I know that anyone who has ever been in a position where they feel their life threatened can become quite vulnerable and afraid. When you get sick like this and it lasts for this long it takes a toll on mind, body and spirit. Everything comes into question. You even wonder what you are paying for especially after dialysis when you’re wracked with pain and no one can really help you. The pain is where no one can reach so you bare it. Week after week, two times a week, year after year waiting for the light at the end of the tunnel. You see friends from your center give up and pass on and you cant help but wonder will I be next cause I’m tired and this hurts.

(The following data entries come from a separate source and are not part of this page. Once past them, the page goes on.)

PR #5084, opened 2024-03-18
Add schema for migration v3_1 #5022

### LINKED ISSUE #5022: Wrong schema in V3_1 SqlServer migrations
There is a bug in the new migrations to the new version in SqlServer. 
The initial migrations use the configured schema and the new ones use the Elsa default schema.

jdevillard:
add schema for migration 

should fix #5022

### DIFF
--- a/src/modules/Elsa.EntityFrameworkCore.MySql/Migrations/Alterations/20240312145108_V3_1.cs
+++ b/src/modules/Elsa.EntityFrameworkCore.MySql/Migrations/Alterations/20240312145108_V3_1.cs
@@ -1,4 +1,5 @@
-﻿using Microsoft.EntityFrameworkCore.Migrations;
+﻿using Elsa.EntityFrameworkCore.Common.Contracts;
+using Microsoft.EntityFrameworkCore.Migrations;
 
 #nullable disable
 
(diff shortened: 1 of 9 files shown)


raymonddenhaan:
While this does fix the issue, if we recreate the migration again this issue will resurface. I think it was @sfmskywalker idea to fix this just before creating the 3.1 release to prevent having to do this each and every time we are creating migrations in the preview versions.

sfmskywalker:
Thanks @jdevillard !

@raymonddenhaan is right, let's do this right before the - otherwise we have have to do this again (there may still be schema changes underway).

jdevillard:
I agree with you. But I don't have find anything to change add the ctor of the Generated Migration Class or change the Base Class. 

I only find CSharpMigrationsGenerator which (if I'm not wrong) could be fine to change the 
`schema: "Elsa"` by `schema: _schema.Schema,`.

After we can have different options : 
- add a new class before each migration (because the migration is `partial class`) which can be possible because we now the name of the migration
- look up the CS file to find the migration and use Roslyn to modify the .cs and add a constructor (maybe more difficult)

and then use the `CSharpMigrationsGenerator ` to get th right value in the migration operation.

what do you think ? prefer?

sfmskywalker:
@jdevillard If theres a way to generate the desired migrations, then that would be absolutely fantastic.

jdevillard:
I'm currently working on a tooling that we can use on top of Ef core tooling to generate migration and use Roslyn to change the result .cs file.

The core code is well advanced, need to fight with Whitespace and Tabulation to get a beautiful code generated ^^ .

jdevillard:
Tool is near the end ! need to polish one more thing (and write the readme) and publish everything to github/nuget

sfmskywalker:
@jdevillard Given that we need to do a final update of the migrations before the imminent 3.1 release, should we close this PR?

jdevillard:
Yes @sfmskywalker lets close this pr and change the code using the tools discussed in discord ;)

sfmskywalker:
That tool you created is awesome 🙏🏻 Saves us a ton of time!

PR #5095, opened 2024-03-19
Implemented distributed cache refresh for workflow definitions

raymonddenhaan:
This PR will ensure that all instances will keep an up-to-date cache ActivityRegistry


src/modules/Elsa.Workflows.Management/Handlers/RefreshActivityRegistryHandler.cs
```diff
@@ -42,6 +37,16 @@ public async Task HandleAsync(WorkflowDefinitionPublished notification, Cancella
...
+    public async Task HandleAsync(WorkflowDefinitionVersionDeleted notification, CancellationToken cancellationToken) => await RefreshAsync(cancellationToken);
+
+    /// <inheritdoc />
+    public async Task HandleAsync(WorkflowDefinitionVersionsDeleted notification, CancellationToken cancellationToken) => await RefreshAsync(cancellationToken);
     
-    private async Task RefreshAsync(CancellationToken cancellationToken) => await _activityRegistryPopulator.PopulateRegistryAsync(typeof(WorkflowDefinitionActivityProvider), cancellationToken);
+    private async Task RefreshAsync(CancellationToken cancellationToken)
+    {
+        await workflowDefinitionDispatcher.DispatchAsync(new RefreshWorkflowDefinitionsRequest(), cancellationToken);
+        await activityRegistryPopulator.PopulateRegistryAsync(typeof(WorkflowDefinitionActivityProvider), cancellationToken);
```
sfmskywalker, line 50: The sender of this request will also receive it, which means it will re-populate the registry twice. Maybe awe might consider introducing MT middleware that includes a SenderID that stores the current application instance ID, so that it can then simply not deliver the message to the sender's consumer class. Populating the registry can potentially be a resource-intensive operation when a system has a large number of workflows, so it might be a worthwhile optimization. In any case, this would be out of scope for this PR, but would love to hear your thoughts.

sfmskywalker (changes requested):

src/modules/Elsa.Workflows.Management/Handlers/RefreshActivityRegistryHandler.cs
raymonddenhaan: That might be an elegant and generic way to prevent duplicate execution. I wouldn't be surprised if MT is already adding the SenderID out of the box. We would need to make ignoring the message from the send optional though

sfmskywalker (approved):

About two months ago I had the greatest fear I have ever experienced. I woke up with half of my face numb. When I looked in the mirror I noticed the right side of my face would not function. Immediately I thought I had suffered a stroke in my sleep. Along with the pain behind my right ear I was sure my days were numbered if I didn’t get to the hospital quick. I am a functioning panicked person though so with tears in my eyes I wrote a letter to my children in case I didn’t make it out. I stated every reason why I love them as much as I do as a whole and individually. I told them what to keep after I was gone. I told them it was ok to mourn but not forever and to take care of each other and remain close. I still have this letter because by the grace of the universe I am still here, fighting.
At the hospital I was grateful to learn that what I had contracted was called Bell’s palsy caused by limes disease which I didn’t even know I had. Sometimes you don’t get a bullseye or an itch where you’re bitten. This was the reason for my numb face. I had never been so happy to hear anything in my life. This was surmountable. I could get through this and be ok but it had also changed me. I had gained a new perspective and things began to change in me and in my life. The insurance I had fought for to make my transplant possible finally came through after almost three years. I now have the possibility for a normal life that won’t be wasted once I have it. You can bet on that! I often tell my doctor that once I receive a transplant they will be able to give it to someone else when I die an old old lady because that’s how well I will care for it. I will not squander the gift I will be given and I will be grateful every day for it.
Today I am still in the fight but with new armor and I will win this fight. I have dialysis today but it’s no longer a death sentence for me, now I see it as a stepping stone to recovery. A way to keep me healthy while I wait for my deliverance. This illness has taught me just how strong I can be under difficult circumstances. Nothing will ever seem too difficult for me again. If this is to be my trial I will stand and face it. After all I can finally see the light at the end of the tunnel and I will walk every step until I’m free.